##### DATASET CONTENT

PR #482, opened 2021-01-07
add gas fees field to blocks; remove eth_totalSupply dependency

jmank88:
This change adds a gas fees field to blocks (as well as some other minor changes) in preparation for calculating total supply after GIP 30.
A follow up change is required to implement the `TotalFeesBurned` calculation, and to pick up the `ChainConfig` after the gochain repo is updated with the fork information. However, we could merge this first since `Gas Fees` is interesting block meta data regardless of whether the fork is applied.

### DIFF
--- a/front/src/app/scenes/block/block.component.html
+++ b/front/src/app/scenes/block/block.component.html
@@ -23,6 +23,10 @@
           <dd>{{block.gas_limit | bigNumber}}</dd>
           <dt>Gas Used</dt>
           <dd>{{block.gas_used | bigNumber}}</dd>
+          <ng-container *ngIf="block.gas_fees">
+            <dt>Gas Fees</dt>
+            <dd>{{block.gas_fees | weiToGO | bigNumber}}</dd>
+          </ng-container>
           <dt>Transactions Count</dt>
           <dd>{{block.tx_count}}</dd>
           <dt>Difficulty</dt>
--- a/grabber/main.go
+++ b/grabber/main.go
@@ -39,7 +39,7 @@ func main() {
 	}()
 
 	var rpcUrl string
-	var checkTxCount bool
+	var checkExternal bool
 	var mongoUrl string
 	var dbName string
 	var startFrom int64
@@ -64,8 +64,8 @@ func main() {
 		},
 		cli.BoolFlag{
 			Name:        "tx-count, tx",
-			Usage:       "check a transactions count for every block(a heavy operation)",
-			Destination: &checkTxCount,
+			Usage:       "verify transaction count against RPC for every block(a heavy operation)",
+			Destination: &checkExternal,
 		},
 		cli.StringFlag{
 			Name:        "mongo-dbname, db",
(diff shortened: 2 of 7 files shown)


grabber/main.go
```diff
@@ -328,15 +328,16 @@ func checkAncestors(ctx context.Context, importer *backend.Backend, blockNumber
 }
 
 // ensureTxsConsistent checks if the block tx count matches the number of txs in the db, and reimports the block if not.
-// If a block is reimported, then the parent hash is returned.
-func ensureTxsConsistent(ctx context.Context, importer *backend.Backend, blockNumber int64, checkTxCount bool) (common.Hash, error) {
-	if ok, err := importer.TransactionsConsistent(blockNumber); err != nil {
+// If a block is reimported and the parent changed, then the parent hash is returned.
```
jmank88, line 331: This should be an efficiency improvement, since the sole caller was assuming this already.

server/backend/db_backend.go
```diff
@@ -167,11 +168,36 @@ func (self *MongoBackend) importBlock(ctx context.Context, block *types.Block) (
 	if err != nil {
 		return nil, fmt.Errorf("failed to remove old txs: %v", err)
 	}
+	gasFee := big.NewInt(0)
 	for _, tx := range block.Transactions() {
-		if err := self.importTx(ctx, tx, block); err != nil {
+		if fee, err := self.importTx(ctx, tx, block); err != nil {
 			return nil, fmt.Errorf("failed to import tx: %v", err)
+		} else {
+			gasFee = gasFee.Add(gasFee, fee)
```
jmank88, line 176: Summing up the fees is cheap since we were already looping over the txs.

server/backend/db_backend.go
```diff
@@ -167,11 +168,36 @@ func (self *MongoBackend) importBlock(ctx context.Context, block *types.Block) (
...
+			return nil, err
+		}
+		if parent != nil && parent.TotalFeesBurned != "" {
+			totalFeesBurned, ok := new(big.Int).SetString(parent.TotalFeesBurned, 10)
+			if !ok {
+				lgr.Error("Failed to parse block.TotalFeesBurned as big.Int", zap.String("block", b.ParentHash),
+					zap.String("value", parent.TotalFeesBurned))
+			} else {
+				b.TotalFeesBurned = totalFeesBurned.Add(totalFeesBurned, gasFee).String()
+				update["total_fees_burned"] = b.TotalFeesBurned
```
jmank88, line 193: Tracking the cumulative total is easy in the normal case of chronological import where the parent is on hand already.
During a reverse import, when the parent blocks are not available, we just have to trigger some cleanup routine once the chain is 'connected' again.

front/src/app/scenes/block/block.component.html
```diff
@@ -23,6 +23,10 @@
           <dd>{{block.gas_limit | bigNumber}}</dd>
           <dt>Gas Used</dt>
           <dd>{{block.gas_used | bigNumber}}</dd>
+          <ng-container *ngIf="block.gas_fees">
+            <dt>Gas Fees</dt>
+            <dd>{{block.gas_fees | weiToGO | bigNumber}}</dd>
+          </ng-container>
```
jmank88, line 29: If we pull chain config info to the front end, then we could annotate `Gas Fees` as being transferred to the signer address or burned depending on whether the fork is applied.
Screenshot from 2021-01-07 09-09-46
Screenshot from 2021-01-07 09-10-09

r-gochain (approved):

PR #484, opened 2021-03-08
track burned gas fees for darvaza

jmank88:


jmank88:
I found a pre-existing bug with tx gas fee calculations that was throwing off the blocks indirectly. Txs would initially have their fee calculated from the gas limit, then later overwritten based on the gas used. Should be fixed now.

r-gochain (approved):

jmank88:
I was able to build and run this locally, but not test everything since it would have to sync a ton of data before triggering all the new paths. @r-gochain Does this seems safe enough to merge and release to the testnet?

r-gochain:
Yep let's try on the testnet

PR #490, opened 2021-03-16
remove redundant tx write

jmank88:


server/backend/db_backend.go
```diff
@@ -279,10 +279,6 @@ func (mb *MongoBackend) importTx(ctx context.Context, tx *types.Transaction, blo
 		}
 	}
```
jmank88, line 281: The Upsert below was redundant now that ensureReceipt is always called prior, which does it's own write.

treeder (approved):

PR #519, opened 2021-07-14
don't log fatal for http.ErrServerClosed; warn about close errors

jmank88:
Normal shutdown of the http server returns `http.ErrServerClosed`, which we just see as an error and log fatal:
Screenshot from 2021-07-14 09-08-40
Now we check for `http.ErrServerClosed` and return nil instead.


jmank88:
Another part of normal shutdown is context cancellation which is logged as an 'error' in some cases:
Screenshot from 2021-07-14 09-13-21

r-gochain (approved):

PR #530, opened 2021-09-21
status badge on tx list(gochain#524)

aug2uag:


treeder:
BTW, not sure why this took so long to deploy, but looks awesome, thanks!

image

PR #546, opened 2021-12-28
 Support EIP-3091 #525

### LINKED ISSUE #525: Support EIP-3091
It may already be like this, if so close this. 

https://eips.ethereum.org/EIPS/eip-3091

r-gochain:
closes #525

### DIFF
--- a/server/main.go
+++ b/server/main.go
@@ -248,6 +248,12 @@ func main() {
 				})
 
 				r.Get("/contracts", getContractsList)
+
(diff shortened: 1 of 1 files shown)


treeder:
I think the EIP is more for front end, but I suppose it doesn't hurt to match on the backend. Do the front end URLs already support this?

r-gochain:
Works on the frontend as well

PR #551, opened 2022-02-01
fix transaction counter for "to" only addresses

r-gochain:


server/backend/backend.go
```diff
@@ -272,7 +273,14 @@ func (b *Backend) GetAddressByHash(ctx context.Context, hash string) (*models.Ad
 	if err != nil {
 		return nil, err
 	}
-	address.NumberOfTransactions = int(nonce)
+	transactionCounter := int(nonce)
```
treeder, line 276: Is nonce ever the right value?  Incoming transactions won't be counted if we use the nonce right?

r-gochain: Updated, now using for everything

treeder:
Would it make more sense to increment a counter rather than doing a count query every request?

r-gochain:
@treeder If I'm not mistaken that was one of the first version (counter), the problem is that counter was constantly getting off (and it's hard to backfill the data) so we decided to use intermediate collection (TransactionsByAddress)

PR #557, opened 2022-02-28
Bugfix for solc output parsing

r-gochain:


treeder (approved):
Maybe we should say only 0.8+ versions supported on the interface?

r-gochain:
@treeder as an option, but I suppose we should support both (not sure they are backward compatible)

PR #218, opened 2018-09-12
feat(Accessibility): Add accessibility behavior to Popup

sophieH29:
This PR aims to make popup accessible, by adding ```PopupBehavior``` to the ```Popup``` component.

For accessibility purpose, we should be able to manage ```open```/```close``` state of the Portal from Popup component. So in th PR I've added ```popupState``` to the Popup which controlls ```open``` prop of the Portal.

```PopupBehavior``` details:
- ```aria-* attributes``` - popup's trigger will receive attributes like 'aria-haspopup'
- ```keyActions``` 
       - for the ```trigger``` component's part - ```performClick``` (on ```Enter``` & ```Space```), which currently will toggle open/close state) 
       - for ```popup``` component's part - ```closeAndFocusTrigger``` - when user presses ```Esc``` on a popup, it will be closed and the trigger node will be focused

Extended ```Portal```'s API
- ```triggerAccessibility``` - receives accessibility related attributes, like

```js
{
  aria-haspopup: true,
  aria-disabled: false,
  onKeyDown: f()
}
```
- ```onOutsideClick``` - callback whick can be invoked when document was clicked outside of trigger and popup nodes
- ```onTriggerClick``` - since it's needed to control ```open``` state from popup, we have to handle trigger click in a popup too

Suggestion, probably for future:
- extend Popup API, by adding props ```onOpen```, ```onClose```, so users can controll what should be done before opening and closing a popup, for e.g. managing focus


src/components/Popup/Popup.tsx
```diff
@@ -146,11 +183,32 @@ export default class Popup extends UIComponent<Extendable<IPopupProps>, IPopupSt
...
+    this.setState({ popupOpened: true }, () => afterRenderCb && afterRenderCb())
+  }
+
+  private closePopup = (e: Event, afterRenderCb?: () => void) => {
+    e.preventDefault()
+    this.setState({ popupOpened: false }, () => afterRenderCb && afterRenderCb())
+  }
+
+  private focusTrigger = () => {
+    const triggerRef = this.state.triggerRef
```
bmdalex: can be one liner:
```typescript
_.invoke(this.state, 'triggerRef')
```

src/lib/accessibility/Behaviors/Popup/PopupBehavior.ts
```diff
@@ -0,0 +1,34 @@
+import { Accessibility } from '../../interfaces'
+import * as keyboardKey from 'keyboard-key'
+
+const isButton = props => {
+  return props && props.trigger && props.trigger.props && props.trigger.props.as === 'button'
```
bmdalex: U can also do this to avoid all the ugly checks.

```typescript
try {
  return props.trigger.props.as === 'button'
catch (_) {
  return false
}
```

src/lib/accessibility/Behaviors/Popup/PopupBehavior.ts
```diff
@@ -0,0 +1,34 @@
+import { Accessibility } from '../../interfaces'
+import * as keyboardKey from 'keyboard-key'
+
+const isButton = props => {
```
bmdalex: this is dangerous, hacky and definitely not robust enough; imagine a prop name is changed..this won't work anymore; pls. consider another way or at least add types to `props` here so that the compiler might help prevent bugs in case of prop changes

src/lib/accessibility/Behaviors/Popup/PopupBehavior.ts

##########

### WHAT IS NEEDED
Filter the data above down to lines with the word "first", and copy them.

### EXERCISE OUTPUT
A follow up change is required to implement the `TotalFeesBurned` calculation, and to pick up the `ChainConfig` after the gochain repo is updated with the fork information. However, we could merge this first since `Gas Fees` is interesting block meta data regardless of whether the fork is applied.
@treeder If I'm not mistaken that was one of the first version (counter), the problem is that counter was constantly getting off (and it's hard to backfill the data) so we decided to use intermediate collection (TransactionsByAddress)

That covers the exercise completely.